Throughout August I will be encouraging us to reflect on things we have learn and are learning through lockdown about self, God and being Christian community.
Who are you connected to?
At the start of lockdown, I spent a lot of time on the phone.
Many people in my churches have been shielding, or choosing to isolate, and lots are not on the internet, and so from the start I could see regular phone calls were going to be incredibly valuable during lockdown.
We reorganised the church pastoral system to ensure everyone would have at least 1 assigned regular contact and encouraged everyone to regularly call each other to share fellowship, friendship and maintain relationship.
The hands down thing that has I call people now, people say they have valued most is the phone calls they have been receiving from each other.
People have shared that lockdown has offered the opportunity to get know each other better.
People who live on their own have shared how the phone calls have helped break up their day and left them feeling less alone, that they feel valued, loved, thought about.
That it has not only helped maintain relationships, but that they have grown and deepened.

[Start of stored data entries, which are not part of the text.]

PR #11222, opened 2022-01-13
Sync indexes global option

IslandRhythms:
Why can't I do `await Model.listIndexes().length` off the rip but instead have to save it to a variable? Just curious.

### DIFF
--- a/test/index.test.js
+++ b/test/index.test.js
@@ -879,7 +879,8 @@ describe('mongoose module:', function() {
       const Indexes = await syncFalse.listIndexes();
       assert.equal(Indexes.length, 2);
       await syncFalse.collection.createIndex({ name: 1 });
-      await m.deleteModel('Sync');
+      // await m.deleteModel('Sync');
+      delete m.connection.models['Sync'];
       m.set('syncIndexes', true);
       const syncSchema = new m.Schema({ nickname: { type: String, index: true } });
       const syncTrue = db.model('Sync', syncSchema, 'Sync');
--- a/test/index.test.js
+++ b/test/index.test.js
@@ -866,5 +866,18 @@ describe('mongoose module:', function() {
       const m = new mongoose.Mongoose();
       assert.deepEqual(await m.syncIndexes(), {});
     });
+    it('Allows a syncIndexes global option (gh-11030)', async function() {
+      const m = new mongoose.Mongoose();
+      m.set('syncIndexes', true);
+
+      const db = await m.connect('mongodb://localhost:27017/mongoose_test_11030');
+
+      const schema = new m.Schema({
+        title: String,
+      });
+
+      const Movie = db.model('Movie', schema);
+
+    });
   });
 });
--- a/test/index.test.js
+++ b/test/index.test.js
@@ -872,23 +872,22 @@ describe('mongoose module:', function() {
       m.set('debug', true);
       const db = await m.connect('mongodb://localhost:27017/mongoose_test_11030');
       const schema = new m.Schema({
-        title: String
+        title: {type: String, index: true}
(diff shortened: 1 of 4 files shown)


vkarpov15:
"Why can't I do await Model.listIndexes().length off the rip but instead have to save it to a variable? Just curious."

Order of operations. `Model.listIndexes()` returns a promise, not an array. So `await Model.listIndexes().length` means "get the `.length` property of `Model.listIndexes()`, and `await` on the result", which isn't what you want.

You can do `(await Model.listIndexes()).length`, or `await Model.listIndexes().then(res => res.length)`

test/index.test.js
```diff
@@ -866,5 +866,28 @@ describe('mongoose module:', function() {
...
+      });
+      const syncFalse = db.model('Sync', schema, 'Sync');
+      await syncFalse.init();
+      const Indexes = await syncFalse.listIndexes();
+      console.log(Indexes);
+      assert.equal(Indexes.length, 2);
+      await syncFalse.collection.createIndex({ name: 1 });
+      delete m.connection.models['Sync'];
+      m.set('syncIndexes', true);
+      const syncSchema = new m.Schema({ title: String });
```
vkarpov15, line 885: In order to test that `syncIndexes()` correctly adds new indexes as well as drops old indexes, let's add a property that isn't `name` or `title`, and add an index to that new property in the schema.

test/index.test.js
```diff
@@ -866,5 +866,28 @@ describe('mongoose module:', function() {
...
+      const syncTrue = db.model('Sync', syncSchema, 'Sync');
+      await syncTrue.init();
+      const Index = await syncTrue.listIndexes();
+      console.log(Index);
+      assert.equal(Index.length, 1);
```
vkarpov15, line 890: Assert that this index is an index on `_id`.

vkarpov15 (changes requested):

IslandRhythms:
Mongoerror, ns not found. The test passes on my machine so I don't know why it's failing here.

test/index.test.js
```diff
@@ -866,5 +866,27 @@ describe('mongoose module:', function() {
...
+      const schema = new m.Schema({
+        title: { type: String, index: true }
+      });
+      const syncFalse = db.model('Sync', schema, 'Sync');
+      await syncFalse.collection.dropIndexes();
+      await syncFalse.init();
+      const Indexes = await syncFalse.listIndexes();
+      assert.equal(Indexes.length, 2);
+      await syncFalse.collection.createIndex({ name: 1 });
+      await m.deleteModel('Sync');
```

What has this meant I have learnt?
I think it has shown me just how essential relationships are for human well-being.
We need one another.
God has created us to be in relationship with one another.
Human interaction is in our DNA.
But why has it taken lockdown to get to know each other better?
In Luke’s gospel we find a story of Jesus and his companions, visiting sisters Mary and Martha.
Mary sits as Jesus feet listening to all he has to say.
Martha is busy doing – organising the hospitality necessary for Jesus and his companions, fretting that Mary is not helping her.
She stops, and says to Jesus – don’t you care that my sister is leaving me to do all the work on my own?
Jesus says to her, Martha my child, you are so distracted by many things, but there is only need for one thing.
Jesus doesn’t criticise Martha for wanting to be hospitable.
But he does suggest that Martha may be letting the doing get in the way of what really matters.
(To read the story in full, take a look at Luke chapter 10)
I wonder if the absence of meetings and events has meant that the distraction of doing has been removed, and suddenly we’ve discovered new ways of being with one another. Where we can be interested in one another without the distraction of the next task that needs doing or event that needs planning.
And I’ve heard testimony to the same with people’s relationships with God.
Not being busy doing has meant people have been able to spend more time focused on the one thing that matters – their relationship with God.
Now what might this mean we learn from lockdown?
The value and importance of relationship – with God and with one another.
What does that mean for the future as we begin to emerge from lockdown?
I’m not suggesting we shouldn’t have face-to-face activities and events.
But I do find God’s Spirit challenging me to reflect on what may need to change, what we may need to do differently, to keep relationship with God and one another as the one thing that matters.
What ways of being together can we discover that do not tie us up in so much doing that we can’t be?